- **What this task involves**
For the string "approved", state the number of lines in the data that contain it, and nothing else.

Data records
------------------------------

Issue #129, opened 2021-06-30
Skipping frames back sometimes makes viewer hang


schoinh:
## Description

Clicking the "skip 1 frame back" button on the networked endocytosis model sometimes makes the viewer hang. The playback buttons get stuck in a forever loading state and the only way to fix it is to refresh the page.

## Expected Behavior

Skip frame buttons should work without making things hang.

### When viewer is installed in simularium-website
1. On either staging or prod, load endocytosis
2. Click on the slider to jump 10 seconds or so
3. Click the Skip 1 Frame Back button
4. Click it again, and again
5. At about the 2nd or 3rd click, the viewer hangs (all playback components get stuck in a forever loading state)

### When viewer testbed is run alone
1. Launch the viewer testbed
2. Select endocytosis from the dropdown and click Load
3. Click on the slider to jump 10 seconds or so
3. Click the Skip 1 Frame Back button
4. Click it again, and again
5. After about 2 or 3 clicks, the Skip 1 Frame Back button stops working (doesn't do anything)

## Comments from Jira issue
* @schoinh: Looked into this more with debugger – I think the issue might be in the backend, because I don't see anything wrong with what happens on the client side after clicking the Skip 1 Frame Back button. The viewer code correctly determines that we don't have the desired time/frame in our cache and sends a websocket message like `{msgType: 13, time: 9.299999617040157}` via `RemoteSimulator.gotoRemoteSimulationTime`. But then it seems the client sits there forever waiting for a response.

schoinh:
Temporarily fixed with #131 , and resolving [this issue in simularium-engine](https://github.com/allen-cell-animated/simularium-engine/issues/14) will hopefully resolve this bug long term.

PR #131, opened 2021-07-01
Fix/skip frame bugs (temporary fix)

schoinh:
Problem
=======
At least 2 known bugs associated with the skip frame button: #129, #130 

The bugs above appeared (albeit not noticed right away) when [this commit](https://github.com/allen-cell-animated/simularium-website/pull/129) was merged to simularium-website. Prior to this merge, the front end was rounding all time values to an arbitrary number of significant figures before requesting a frame with a specific time from the back end. Since the merge, the front end has been sending unrounded, imprecise time values to the back end when requesting a frame at a specific time -- like 10.499999999991234 or 10.5000000000153, when the desired time is 10.5 seconds. This works fine when the actual desired time is less than the requested time (as in the case of 10.5000000000153), but when the desired time is slightly greater than the requested time (as in the case of 10.499999999991234), the back end sends a frame at 10.4 seconds instead of 10.5. 

Solution
========
I think the real fix for this problem is to update the simularium-engine to return the frame that has the timestamp closest to the requested time, instead of returning the frame with the timestamp closest to _and_ less than the requested time. However we're currently blocked on that task, so as a temporary fix, this PR proposes bringing back the arbitrary rounding of time values that simularium-website used to do before (see the old version of line 303 in simularium-website/src/containers/ViewerPanel/index.tsx [here](https://github.com/allen-cell-animated/simularium-website/pull/129/files)), but in simularium-viewer instead (immediately before a websocket request is made).

## Type of change

Steps to Verify:
----------------
1. Pull this branch and `npm start`
2. Launch the viewer testbed and check that the bugs above aren't reproducible anymore
3. Install this branch as a dependency for a local copy of simularium-website and check that the bugs aren't reproducible in the simularium-website dev environment either.

### DIFF
--- a/examples/Viewer.tsx
+++ b/examples/Viewer.tsx
@@ -234,7 +234,7 @@ class Viewer extends React.Component<{}, ViewerState> {
     }
 
     public handleScrubTime(event): void {
-        simulariumController.gotoTime(event.target.value);
+        simulariumController.gotoTime(parseFloat(event.target.value));
     }
 
     public handleUIDisplayData(uiDisplayData: UIDisplayData): void {
--- a/src/controller/index.ts
+++ b/src/controller/index.ts
@@ -252,7 +252,7 @@ export default class SimulariumController {
                 //  and play remotely from the desired simulation time
                 this.visData.clearCache();
 
-                // This arbitrary rounding of timeNs is a temporary fix until
+                // NOTE: This arbitrary rounding of timeNs is a temporary fix until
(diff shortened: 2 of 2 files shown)


toloudis (approved):
we really need to get rid of the `Ns` in that variable name.

meganrm (approved):

schoinh:
> we really need to get rid of the `Ns` in that variable name.

Agreed! It's on my list

PR #135, opened 2021-07-01
Fix/zoom while pan

### LINKED ISSUE #125: Changing to pan mode breaks zoom in and out functions
## Description

After switching to pan mode, clicking the plus button to zoom in rotates and zooms. Clicking the minus often has no effect.

## Expected Behavior

The zoom in and out buttons should work the same regardless of pan/rotate mode state

## Reproduction

Load a model
click pan/rotate mode button
click (+) and (-)

meganrm:
Problem
=======
When you had panned off of center and then clicked the zoom buttons, the camera would rotate weirdly. 
resolves #125 

Solution
========
The camera position was not being set to the correct vector in world space. We had calculated the vector that was the correct length, and the correct orientation, and as long as the target was 0,0,0 that was enough. But once we pan, the vector needed to be added to the new target position, which was no longer 0,0,0

with @toloudis 

## Type of change

Change summary:
---------------
* changed the new camera position to the target vector + the vector that represents the new distance from the target
* I also combined the two functions into one dolly function that just takes the change by scalar as an argument

Steps to Verify:
----------------
1. npm start
2. load a model
3. switch to pan mode, pan off center
4. click the (+) and (-) buttons
5. should zoom in and out the same as scrolling your mouse does

### DIFF
--- a/src/simularium/VisGeometry.ts
+++ b/src/simularium/VisGeometry.ts
@@ -466,6 +466,7 @@ class VisGeometry {
     public zoomIn(): void {
         const position = this.camera.position.clone();
         const target = this.controls.target.clone();
+        console.log(target);
         const distance = position.distanceTo(target);
         const newDistance = distance - CAMERA_DOLLY_STEP_SIZE;
         const newPosition = new Vector3()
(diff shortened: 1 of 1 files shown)


toloudis (approved):

schoinh (approved):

------------------------------

- **Task output**
4